PR #1200, opened 2020-09-21
Add a database index for loan's external_identifier field

vbessonov:
## Description

This PR adds a new database index for `loans`'s `external_identifier` field.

**About this task**
Lines above with the string "index" need to be found and copied.

**Response below**
Add a database index for loan's external_identifier field
This PR adds a new database index for `loans`'s `external_identifier` field.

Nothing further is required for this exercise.